BEIRUT — On November 22, Lebanon marks Independence Day, not as a ceremonial day but as a reminder of the century-long struggle in which resistance was at the forefront of ousting foreign occupiers and establishing sovereignty.
Since the Declaration of Greater Lebanon in 1920, the French Mandate has sought to make the country a “buffer zone” rather than a truly free homeland. However, this design clashed with a society that did not want to abandon its fate.
In Jabal Amer (also known as the South), the first sparks of organized resistance were ignited under leaders like Sadiq Hamza and Addam Khanjar. Although the resistance leaders were despised by the French as “bandits,” they were actually the first defenders of a people determined to protect their land and true identity.
From the beginning, this resistance was national and pan-Arab.

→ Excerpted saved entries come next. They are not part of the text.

PR #15728, opened 2025-02-26
Feature: Move affixes

### LINKED ISSUE #14873: Move affixes "inside" input
Make sure clicking prefix/suffix icon focuses input.

thethunderturner:
## Description

Closes #14873 

This seems like the simplest way to "move" the affixes. When clicking on a prefix/suffix, find the nearest container container with ".fi-input-wrp", and focus on the input. Let me know if you think there is a simpler way. 

## Visual changes

none

## Functional changes

### DIFF
--- a/composer.lock
+++ b/composer.lock
@@ -129,16 +129,16 @@
         },
         {
             "name": "aws/aws-sdk-php",
-            "version": "3.340.0",
+            "version": "3.340.2",
             "source": {
                 "type": "git",
                 "url": "https://github.com/aws/aws-sdk-php.git",
-                "reference": "435aa3c9867d11df4ba4d5c3d11c7b1696dc3898"
+                "reference": "22cee29c0ca8d93a7a9c03d13739217373a21fcc"
             },
             "dist": {
                 "type": "zip",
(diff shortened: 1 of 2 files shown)


thethunderturner:
For clarity, this only works with `TextInput`. Do we need this to work with other components as well? For example, `Select` and `ColorInput`? If so, when it focuses, do we want the dropdown to open (for Select) and the popup to select color (for ColorPicker)? Then I have to change my approach.

danharrin:
I think Zep might mean that the input size actually increases and the affixes become click-through, so this will likely depend on his review

zepfietje:
> I think Zep might mean that the input size actually increases and the affixes become click-through, so this will likely depend on his review

Yes that's exactly what I meant, though then we might have to calculate the input size (padding to account for affixes) dynamically based on the affix size.

I think the current approach in this PR also has issues when used with affix actions? When action click events bubble up and aren't stopped, they will trigger focus on the input element.

danharrin:
Hi, I am closing this as I think it is quite far away from what Zep was looking for in the original issue

PR #15752, opened 2025-03-01
Refactor: Use outline instead of ring

### LINKED ISSUE #13733: Use outline instead of ring
Switch to native CSS outline for focus states.

thethunderturner:
## Description

Closes #13733

## Visual changes

none

## Functional changes


thethunderturner:
Current issue: There are blue borders when focusing on an input. 
image
In `packages/support/resources/css/components/input/wrapper.css` I found a fix by adding
```css
:focus {
    box-shadow: none !important;
    outline: none !important;
}
```
which in TW would be written as
```css
:focus {
    @apply shadow-none! outline-none!;
}
```
However, the TW version doesnt work, and still shows the blue borders. Here is an overview of the generated css
Using TW:
```css
.fi-input-wrp :focus {
    --tw-shadow: 0 0 #0000;
    --tw-outline-style: none;
    box-shadow: var(--tw-inset-shadow),var(--tw-inset-ring-shadow),var(--tw-ring-offset-shadow),var(--tw-ring-shadow),var(--tw-shadow)!important;
    outline-style: none!important
}
```
Using native css
```css
.fi-input-wrp :focus {
    box-shadow: none!important;
    outline: none!important
}
```

packages/forms/resources/css/components/markdown-editor.css
```diff
@@ -73,11 +73,11 @@
         color: var(--color-cm-gray);
     }
 
-    & .EasyMDEContainer .cm-s-easymde .cm-string {
+    & .EasyMDEContainer .cm-s-easymde .cm-stoutline {
```
saade: This is probably a bad result of a find and replace of the word `ring` (st`ring`).

packages/tables/resources/css/row.css
```diff
@@ -56,7 +56,7 @@
     }
 }
 
-.fi-ta-reordering {
+.fi-ta-reordeoutline {
```
saade: This one too.

saade (changes requested):

packages/forms/resources/css/components/markdown-editor.css
thethunderturner: yeah, I know. Im working on some fixes. Thats why I put the PR as draft

zepfietje:
Part of the migration from ring to outline should be using a consistent outline color.
Currently the primary color is used, which is an option, or we default to the browser's accent color as per the default behavior.

This improves current cases of the danger color being used for inputs with validation errors, which in hindsight is suboptimal.

thethunderturner:
> Part of the migration from ring to outline should be using a consistent outline color. Currently the primary color is used, which is an option, or we default to the browser's accent color as per the default behavior.
> 
> This improves current cases of the danger color being used for inputs with validation errors, which in hindsight is suboptimal.

Which one do we want to use? primary or browsers default? I think primary should work better because browsers could potentially have different default colors. Let me know if I misunderstood something!

danharrin:
I am going to close this as I think there are considerable further steps that need to be taken in order for it to fulfil the intent of the original issue

PR #15759, opened 2025-03-03
Enhancement: Add Closure support to HasTopbar trait

fadlee:
## Description

I've modified the `HasTopbar` trait to accept a Closure as a parameter, similar to other conditional features in Filament. 

The changes include:
1. Adding the `use Closure` statement
2. Updating the property and method type hints to support both `bool` and `Closure`
3. Using the `evaluate()` method to properly handle the Closure when checking if the topbar should be displayed

### Motivation

While implementing Filament in our application, we needed to dynamically control the visibility of the topbar based on the authenticated user's role. The current implementation only supports boolean values, which limits the ability to make runtime decisions about topbar visibility.

## Visual changes

No changes.

## Functional changes

- [*] Changes have been tested to not break existing functionality.

### DIFF
--- a/packages/panels/src/Panel/Concerns/HasTopbar.php
+++ b/packages/panels/src/Panel/Concerns/HasTopbar.php
@@ -2,11 +2,13 @@
 
 namespace Filament\Panel\Concerns;
 
+use Closure;
+
 trait HasTopbar
 {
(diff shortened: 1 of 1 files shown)


mgkimsal:
@fadlee  - thanks!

The Southern Uprising of 1920 coincided with Iraq’s revolt against Britain, and King Faisal’s government in Damascus provided arms and support to Syria’s independence struggle, recognizing that it was intertwined with southern Lebanon.
In the midst of this turmoil, Said Abdul Hussein Sharafeddin (RA), a revolutionary cleric and champion of Arab unity and independence, emerged as a leading intellectual.
On April 24, 1920, Said Sharafuddin convened the Wadi al-Hajr Conference, which categorically rejected foreign protection and guardianship and declared instead the need for complete and unyielding independence.
This assembly became the “constitution” of freedom and laid the ideological basis for resistance, including armed struggle, intellectual activism, cultural defense, and political mobilization.
Said Sharafeddin understood that effective opposition requires a core of military resistance, a backbone that supports broader social efforts.
He oversaw armed forces led by figures such as Hamza and Khanjar, and carried out daring operations against the French army.
The resistance then faced manipulation from colonial forces who sought to turn the struggle into a sectarian conflict and undermine the legitimacy of the Sharafeddin. However, he defeated these plans, educated the public’s consciousness, prevented internal divisions, and united the community against foreign plans.
Said Sharafeddin declared, “Either unconquerable dignity or unrelenting humiliation. A life of freedom or wasted depravity in the quagmire of humanity. Either independence without guardians or enslavement to sit as an orphan at the table of the vile.”
Sharafeddin’s vision extended beyond Jabal Amer. He warned of partition and fragmentation, seeing it as a means of making Lebanon and Syria vulnerable to imperial, especially French and British, designs.
He vigorously promoted Syria’s complete independence within its natural borders and cultivated a revolutionary consciousness that planted the seeds of sovereignty in the collective consciousness of “Greater Syria.”
History will repeat itself under Israeli occupation. From 1978 to its liberation in 2000, to its consolidation in 2006 and 2024, Lebanon’s sovereignty depended less on the state itself than on resistance, a society that rose to defend its identity, honor, and homeland when external aggression and internal weakness intersected.
Today, remembering this legacy reaffirms the meaning of independence.
Lebanese sovereignty was never a slogan. It’s a stance, a principle, a sacrifice. Syed Sharafeddin’s struggle and the generations of resistance that followed remind us that freedom is earned and defended by those who are willing to act, not just claim it.
As Shakespeare wrote, “this blessed parcel, this earth, this realm,” the homeland, is defended not simply by those who claim it, but by those who have the courage to liberate it.